My uncle walked, or rather stumped, three times up and down the room; and he then stopped short, folded his arms, and came to a decision,—

“If the girl likes you, your duty is doubly clear: you can’t take advantage of it. You have done right to leave the house, for the temptation might be too strong.”

“But what excuse shall I make to Mr. Trevanion?” said I, feebly; “what story can I invent? So careless as he is while he trusts, so penetrating if he once suspects, he will see through all my subterfuges, and—and—”

“It is as plain as a pikestaff,” said my uncle, abruptly, “and there need be no subterfuge in the matter. ‘I must leave you, Mr. Trevanion.’ ‘Why?’ says he. ‘Don’t ask me.’ He insists. ‘Well then, sir, if you must know, I love your daughter. I have nothing, she is a great heiress. You will not approve of that love, and therefore I leave you!’ That is the course that becomes an English gentleman. Eh, Austin?”

“You are never wrong when your instincts speak, Roland,” said my father. “Can you say this, Pisistratus, or shall I say it for you?”

“Let him say it himself,” said Roland, “and let him judge himself of the answer. He is young, he is clever, he may make a figure in the world. Trevanion may answer, ‘Win the lady after you have won the laurel, like the knights of old.’ At all events you will hear the worst.”

 

“I will go,” said I, firmly; and I took my hat and left the room. As I was passing the landing-place, a light step stole down the upper flight of stairs, and a little hand seized my own. I turned quickly, and met the full, dark, seriously sweet eyes of my cousin Blanche.

“Don’t go away yet, Sisty,” said she, coaxingly. “I have been waiting for you, for I heard your voice, and did not like to come in and disturb you.”

“And why did you wait for me, my little Blanche?”

“Why! only to see you. But your eyes are red. Oh, cousin!” and before I was aware of her childish impulse, she had sprung to my neck and kissed me. Now Blanche was not like most children, and was very sparing of her caresses. So it was out of the deeps of a kind heart that that kiss came. I returned it without a word; and putting her down gently, descended the stairs, and was in the streets. But I had not got far before I heard my father’s voice; and he came up, and hooking his arm into mine, said, “Are there not two of us that suffer? Let us be together!” I pressed his arm, and we walked on in silence. But when we were near Trevanion’s house, I said hesitatingly, “Would it not be better, sir, that I went in alone? If there is to be an explanation between Mr. Trevanion and myself, would it not seem as if your presence implied either a request to him that would lower us both, or a doubt of me that—”

“You will go in alone, of course; I will wait for you—”

“Not in the streets—oh, no! father,” cried I, touched inexpressibly. For all this was so unlike my father’s habits that I felt remorse to have so communicated my young griefs to the calm dignity of his serene life.

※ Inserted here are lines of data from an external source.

PR #2514, opened 2020-06-09
[DEV-5132] Add DEFC to award response

kbard:
**Description:**

Add DEFC to response for an award.  Pretty trivial, really.

**Requirements for PR merge:**

1. [x] Unit & integration tests updated
2. [x] API documentation updated
3. [ ] Necessary PR reviewers:
    - [ ] Backend
    - [ ] Frontend @MaxwellKendall 
4. [x] Materialized views unaffected
5. [x] Frontend impact assessment completed
6. [x] Data validation completed
7. [x] No Operations ticket required
8. [x] Jira Ticket [DEV-5132](https://federal-spending-transparency.atlassian.net/browse/DEV-5132):
    - [x] Link to this Pull-Request

PR #2520, opened 2020-06-09
[DEV-5136] Add account data/file C data to award endpoint

emily-brents:
**Description:**
Adds both the sum of obligations and outlays to the award endpoint response and a breakdown of the outlays and obligations by the disaster emergency fund code

    - [x] Backend
    - [x] Frontend 
8. [X] Jira Ticket [DEV-5136](https://federal-spending-transparency.atlassian.net/browse/DEV-5136):

```
```


kbard:
I can't help but notice that these changes could have been used to answer the question answered by #2514.  Should we back out #2514?  cc: @tony-sappe

usaspending_api/api_contracts/contracts/v2/awards/award_id.md
```diff
@@ -406,6 +428,28 @@ This endpoint returns a list of data that is associated with the award profile p
...
+                    {
+                        "code": "P",
+                        "amount": 2.0
+                    },
+                    {
+                        "code": "L",
+                        "amount": 1.0
+                    }
+                },
+                "account_obligations": {
```
kbard, line 443: Ohhhh... so close... these are returning an array of objects... not an object of objects  😛

usaspending_api/api_contracts/contracts/v2/awards/award_id.md
```diff
@@ -769,6 +843,10 @@ This endpoint returns a list of data that is associated with the award profile p
 + `place_of_performance` (required, Location, fixed-type)
 + `executive_details` (required, Executive, fixed-type)
 + `cfda_info` (required, array[CFDAInfo], fixed-type)
++ `total_account_outlay` (required, number)
++ `total_account_obligation` (required, number)
++ `account_obligations` (required, array[object], fixed-type)
++ `account_outlays` (required, array[object], fixed-type)
```
kbard, line 849: Usually we define the actual object and reference that definition rather than use generic objects.  Also, should  these mention that they're obligations/outlays broken down by defc?

usaspending_api/awards/v2/data_layer/orm.py
```diff
@@ -577,3 +586,91 @@ def fetch_naics_hierarchy(naics: str) -> dict:
...
+
+def fetch_account_details_idv(award_id: int) -> dict:
+
+    child_award_sql = """
+    select
+        ac.id as award_id
+    from
+        parent_award pap
+        inner join awards ap on ap.id = pap.award_id
+        inner join awards ac on ac.fpds_parent_agency_id = ap.fpds_agency_id and ac.parent_award_piid = ap.piid
```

“My son, you do not know how I love you; I have only known it myself lately. Look you, I am living in you now, my first-born; not in my other son,—the Great Book: I must have my way. Go in; that is the door, is it not?”

I pressed my father’s hand, and I felt then, that while that hand could reply to mine, even the loss of Fanny Trevanion could not leave the world a blank. How much we have before us in life, while we retain our parents! How much to strive and to hope for! what a motive in the conquest of our sorrow, that they may not sorrow with us!